PR #206, opened 2016-01-23
Allow scanner builds without generating help indexes

kingthorin:
To facilitate quick Dev builds. Created new macrodef, and targets to
facilitate quicker building during Dev cycles by excluding generation of
help indexes (build time 10sec vs 30-40sec).

### DIFF
--- a/build/build.xml
+++ b/build/build.xml
@@ -241,6 +241,71 @@
 		</sequential>
 	</macrodef>
 
+	<macrodef name="build-addon-without-help-indexes" description="build the specified addon">
+		<attribute name="name"/>
+		<element name="extra-actions" implicit="true" optional="true" />
+		<sequential>
+			<local name="zapaddon.version" />
+			<xmlproperty file="${src}/org/zaproxy/zap/extension/@{name}/ZapAddOn.xml"/>
+			<local name="file" />
+			<property name="file" value="@{name}-${status}-${zapaddon.version}.zap" />
+
+			<local name="addon.libs.zip" />
+			<property name="addon.libs.zip" value="${temp}/libs-@{name}.zip" />
+
+			<delete file="${addon.libs.zip}" failonerror="true" />
+			<zip destfile="${addon.libs.zip}" whenempty="create">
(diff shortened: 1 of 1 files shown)


kingthorin:
Will replicate for alpha and release branches once accepted/agreed upon.

build/build.xml
```diff
@@ -241,6 +241,79 @@
 		</sequential>
 	</macrodef>
 
+	<macrodef name="build-addon-without-help-indexes" description="build the specified addon">
```
thc202: It would be better (for maintenance) if the common "code" were moved to a base macrodef to be used by both "build-addon" macrodefs.
But, since we are moving away from Ant build that shouldn't be a problem.

build/build.xml
```diff
@@ -241,6 +241,79 @@
...
+				<zipfileset src="${addon.libs.zip}">
+					<exclude name="META-INF/*.DSA" />
+					<exclude name="META-INF/*.SF" />
+				</zipfileset>
+				<zipfileset dir="${src}" includes="org/zaproxy/zap/extension/@{name}/ZapAddOn.xml" fullpath="ZapAddOn.xml"/>
+			</jar>
+			<delete file="${addon.libs.zip}" />
+
+			<!-- Remove search indexes previously generated, no longer needed. -->
+			<delete includeemptydirs="true" failonerror="false">
```
thc202: This is not needed if the indexes are no longer being generated?

build/build.xml
kingthorin: I'll see what I can do.

build/build.xml
kingthorin: Yup I can remove that.

build/build.xml
thc202: Don't! ;)
Ant build will not be used much more time (hopefully), so not worth spending your time with this refactoring.

kingthorin: Ok, thanks. I'll leave it as-is then. Can we merge it and can I do the same on the other branches?

thc202:
Thanks, we should support this in the new build system.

§ **Work item**
The required result is a verbatim copy of all the entries.

§ **Solution for this exercise**
PR #206, opened 2016-01-23
Allow scanner builds without generating help indexes

kingthorin:
To facilitate quick Dev builds. Created new macrodef, and targets to
facilitate quicker building during Dev cycles by excluding generation of
help indexes (build time 10sec vs 30-40sec).

### DIFF
--- a/build/build.xml
+++ b/build/build.xml
@@ -241,6 +241,71 @@
 		</sequential>
 	</macrodef>
 
+	<macrodef name="build-addon-without-help-indexes" description="build the specified addon">
+		<attribute name="name"/>
+		<element name="extra-actions" implicit="true" optional="true" />
+		<sequential>
+			<local name="zapaddon.version" />
+			<xmlproperty file="${src}/org/zaproxy/zap/extension/@{name}/ZapAddOn.xml"/>
+			<local name="file" />
+			<property name="file" value="@{name}-${status}-${zapaddon.version}.zap" />
+
+			<local name="addon.libs.zip" />
+			<property name="addon.libs.zip" value="${temp}/libs-@{name}.zip" />
+
+			<delete file="${addon.libs.zip}" failonerror="true" />
+			<zip destfile="${addon.libs.zip}" whenempty="create">
(diff shortened: 1 of 1 files shown)


kingthorin:
Will replicate for alpha and release branches once accepted/agreed upon.

build/build.xml
```diff
@@ -241,6 +241,79 @@
 		</sequential>
 	</macrodef>
 
+	<macrodef name="build-addon-without-help-indexes" description="build the specified addon">
```
thc202: It would be better (for maintenance) if the common "code" were moved to a base macrodef to be used by both "build-addon" macrodefs.
But, since we are moving away from Ant build that shouldn't be a problem.

build/build.xml
```diff
@@ -241,6 +241,79 @@
...
+				<zipfileset src="${addon.libs.zip}">
+					<exclude name="META-INF/*.DSA" />
+					<exclude name="META-INF/*.SF" />
+				</zipfileset>
+				<zipfileset dir="${src}" includes="org/zaproxy/zap/extension/@{name}/ZapAddOn.xml" fullpath="ZapAddOn.xml"/>
+			</jar>
+			<delete file="${addon.libs.zip}" />
+
+			<!-- Remove search indexes previously generated, no longer needed. -->
+			<delete includeemptydirs="true" failonerror="false">
```
thc202: This is not needed if the indexes are no longer being generated?

build/build.xml
kingthorin: I'll see what I can do.

build/build.xml
kingthorin: Yup I can remove that.

build/build.xml
thc202: Don't! ;)
Ant build will not be used much more time (hopefully), so not worth spending your time with this refactoring.

kingthorin: Ok, thanks. I'll leave it as-is then. Can we merge it and can I do the same on the other branches?

thc202:
Thanks, we should support this in the new build system.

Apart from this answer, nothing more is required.